Well dont you think its a bit late to be going on at the op since the pups are already born :whistling2:


----------



## fenwoman (Apr 15, 2008)

sophs87 said:


> As already stated on this thread, staffs arnt the most dominant breed in the kennals


 Prove it!!!


----------



## fenwoman (Apr 15, 2008)

sophs87 said:


> But on here everyone gets tarred with the same brush, i know alot of people who have bought dogs from pups and rescued dogs in worse conditions and have kept them forever,
> I don not agree about not health testing your dogs at all, its wrong! but every time someone tries to sell a pup on here they all get it in the neck, as opposed to all the unhealthy reps on here and other places being sold on.
> the op has already said the money he makes from the pups is getting the dogs done not so he can get rich quick, any body whos ever bred knows finacially its not really much of a profit!
> And as ive already stated when someone buys a pup everyone coo's for more pics why arnt you all saying you should have rescued as these people who buy the dogs are giving the breeders more reason to do so!

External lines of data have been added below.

PR #8524, opened 2026-07-10
fix: collapse whitespace in config generator property descriptions

krish-kedia:
Fixes #8523

Problem Description:
Currently, the AsciiDoc configuration reference generator (ref-registry-all-configs.adoc) directly extracts the raw string values from @Info annotations. When developers utilize Java 15+ Text Blocks (""") combined with line continuations (\) to cleanly format long descriptions in the source code, the compiler suppresses the newline but strictly preserves the leading indentation of the continuation line.
Consequently, the AsciiDoc generator dumps these preserved indentation blocks directly into the documentation, creating severe multi-space layout artifacts (e.g., "metrics.         You") that degrade readability and break table formatting.

Solution:
This PR resolves the formatting artifact by introducing a robust whitespace normalization step directly into the Configuration Generator logic. Instead of policing how developers format their source code annotations, the generator now automatically sanitizes the extracted strings prior to AsciiDoc injection.

Implementation:
- Replaced the direct .toString() extraction in the generator pipeline with a regex-driven whitespace collapse operation: .replaceAll("\\s+", " ").trim().
- The \s+ pattern captures all consecutive whitespace characters (spaces, tabs, carriage returns, and newlines), collapsing them into a single delimiter space. The .trim() ensures trailing/leading bounds remain clean.

PR #8536, opened 2026-07-11
fix: refactor KubernetesAuthenticationStrategy to use Caffeine AsyncCache

### LINKED ISSUE #8461: Replace hand-rolled token cache with Caffeine in KubernetesAuthenticationStrategy
## Context

From code review on #8076, the `KubernetesAuthenticationStrategy` uses a hand-rolled `ConcurrentHashMap` cache with several limitations:

1. **O(n) eviction on every put** — `evictExpiredEntries()` iterates the entire map on every `cachePut` call
2. **Silent drop when full** — when cache reaches `MAX_CACHE_SIZE` (10,000), new entries are silently dropped, causing all requests to fall through to the K8s API
3. **Thundering-herd on cache miss** — concurrent requests with the same token can both see a cache miss and both call `performTokenReview`

## Proposed solution

Replace with Caffeine (already in Quarkus dependency tree via `quarkus-cache`):

```java
private final Cache<String, TokenReviewResult> cache = Caffeine.newBuilder()
    .maximumSize(MAX_CACHE_SIZE)
    .expireAfterWrite(Duration.ofMinutes(authConfig.kubernetesTokenCacheExpiration))
    .build();
```

This gives:
- O(1) amortized puts with automatic LRU eviction (no silent drops)
- Built-in expiration without manual scanning
- `get(key, mappingFunction)` for thundering-herd protection

Relates to #8076

krish-kedia:
This refactor addresses multiple performance and concurrency bottlenecks in the Kubernetes authentication caching layer:

- Replaced the manual ConcurrentHashMap implementation with Caffeine's AsyncCache, resolving the O(n) eviction iteration overhead that was occurring on every cache put.

- Eliminated the silent token drop behavior when the cache reached MAX_CACHE_SIZE. Eviction is now handled cleanly by Caffeine's native LRU bounds tracking.

- Introduced CompletableFuture-based asynchronous caching. Cache hits now resolve instantly on the Vert.x event loop without incurring a thread context-switch.

- Cache misses now safely delegate the synchronous Fabric8 TokenReview API call to the Mutiny worker pool (Infrastructure.getDefaultWorkerPool()).

- Provided thundering-herd protection: Concurrent requests presenting the same uncached token now subscribe to a single pending CompletableFuture, ensuring only one underlying Kubernetes API call is triggered under heavy load.

- Utilized a custom Caffeine Expiry policy to strictly bound API error caching to 30 seconds. This maintains the application's retry-storm protection during Kubernetes API outages without locking out valid tokens for the full 5-minute default expiration.

Fixes: #8461

### DIFF
--- a/app/src/main/java/io/apicurio/registry/auth/KubernetesAuthenticationStrategy.java
+++ b/app/src/main/java/io/apicurio/registry/auth/KubernetesAuthenticationStrategy.java
@@ -35,33 +35,54 @@ import java.nio.charset.StandardCharsets;
 import java.security.MessageDigest;
 import java.security.NoSuchAlgorithmException;
 import java.time.Duration;
-import java.time.Instant;
 import java.util.Collections;
 import java.util.HashSet;
-import java.util.Iterator;
 import java.util.List;
 import java.util.Locale;
-import java.util.Map;
 import java.util.Set;
-import java.util.concurrent.ConcurrentHashMap;
+import java.util.concurrent.CompletableFuture;
+
+import com.github.benmanes.caffeine.cache.AsyncCache;
+import com.github.benmanes.caffeine.cache.Caffeine;
+import com.github.benmanes.caffeine.cache.Expiry;
 
 public class KubernetesAuthenticationStrategy implements AuthenticationStrategy {
 
     private static final String BEARER_PREFIX = "Bearer ";
     private static final int MAX_CACHE_SIZE = 10_000;
-    private static final Duration API_ERROR_CACHE_DURATION = Duration.ofSeconds(30);
 
     private final KubernetesClient kubernetesClient;
     private final AuthConfig authConfig;
     private final Logger log;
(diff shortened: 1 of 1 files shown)


krish-kedia:
hi @jsenko, took account of the suggestions given by copilot. specifically:
fixed the expireAfterUpdate logic so that the TTL correctly re-evaluates upon refresh rather than locking to the previous duration, and cleaned up the performTokenReview method contract by dropping the unused tokenHash parameter.

also, a small performance optimization. swapped out String.format(Locale.ROOT, "%02x", b) in the sha256() method for direct bitwise integer arithmetic (Integer.toHexString(val & 0xff)). this skips the heavy regex parsing and object allocations associated with String.format(), making the auth pipeline lil faster.

@carlesarnal does this implementation look good?

carlesarnal:
@krish-kedia please, only one pr at a time. I'm closing this until https://github.com/Apicurio/apicurio-registry/pull/8524 is merged.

 There are some folks fervently opposed to anyone breeding anything. I posted from the standpoint of a dog breeder. Yes some would slate me too if I advertised my puppies on here. I don't though, and if I did, I would answer questions about health testing. 
My point is that there are too many of certain breeds in rescue. That's a fact. And given that, then even more of these breeds, especially unregistered, un tested pet quality puppies, can only add to the problem. Many on here will know that I actually like staffies, and rotties too, but if I was lucky enough to own one, I simply would not be able to justify breeding .


----------



## Johelian (Nov 25, 2006)

sophs87 said:


> As already stated on this thread, staffs arnt the most dominant breed in the kennals


From an independant perspective here - I absolutely disagree with this. I have been to all of the rescue centres surrounding me over the last 6 months or so and I would say that at least 60% of the dogs I have seen were staffy or of staffy breeding. A majority all of these were also long-term residents at the kennels. Some of the rescues were even running promotions specifically for this breed to try and get people to consider them, as they are so saturated with them. I also know of at least one rescue that will neuter staffies or staffy crosses for free to try and cut down on the number being bred and subsequently ending up in rescues.

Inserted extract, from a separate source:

PR #8537, opened 2026-07-11
fix: replace maven-dependency-plugin with resources plugin to fix MDEP-98

### LINKED ISSUE #8431: Build: mvn compile -pl app -am fails with MDEP-98 (unpack-openapi)
## Problem

Running `./mvnw compile -Dlocal -DskipTests -pl app -am` fails with:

The overbreeding of staffies is absolutely a massive problem for all non-breed specific rescues sadly.


----------



## sophs87 (Jan 25, 2009)

I dont really feel the need to prove it, one because i only know of this by reading it on rfuk and other forums, but as you feel sooooo strongly on the subject please feel free to prove they are, i have better things to do then be a google arm chair expert : victory:


----------



## sophs87 (Jan 25, 2009)

Johelian said:


> From an independant perspective here - I absolutely disagree with this. I have been to all of the rescue centres surrounding me over the last 6 months or so and I would say that at least 60% of the dogs I have seen were staffy or of staffy breeding. A majority all of these were also long-term residents at the kennels. Some of the rescues were even running promotions specifically for this breed to try and get people to consider them, as they are so saturated with them. I also know of at least one rescue that will neuter staffies or staffy crosses for free to try and cut down on the number being bred and subsequently ending up in rescues.
> 
> The overbreeding of staffies is absolutely a massive problem for all non-breed specific rescues sadly.


I dont dissagree that there is rescues full of staffs, i dont doubt that not health testing the pups is right, and i think that staffs are lovely dogs, but what i dont get is why everyone is going on at him, whats done is done!


----------



## midori (Aug 27, 2006)

sophs87 said:


> I dont really feel the need to prove it, one because i only know of this by reading it on rfuk and other forums, but as you feel sooooo strongly on the subject please feel free to prove they are, i have better things to do then be a google arm chair expert : victory:


 
It is a welll known fact that Staffs and Staff crosses predominate the dogs needing homes at rescue centres, hence the KC implored people to stop breeding them. 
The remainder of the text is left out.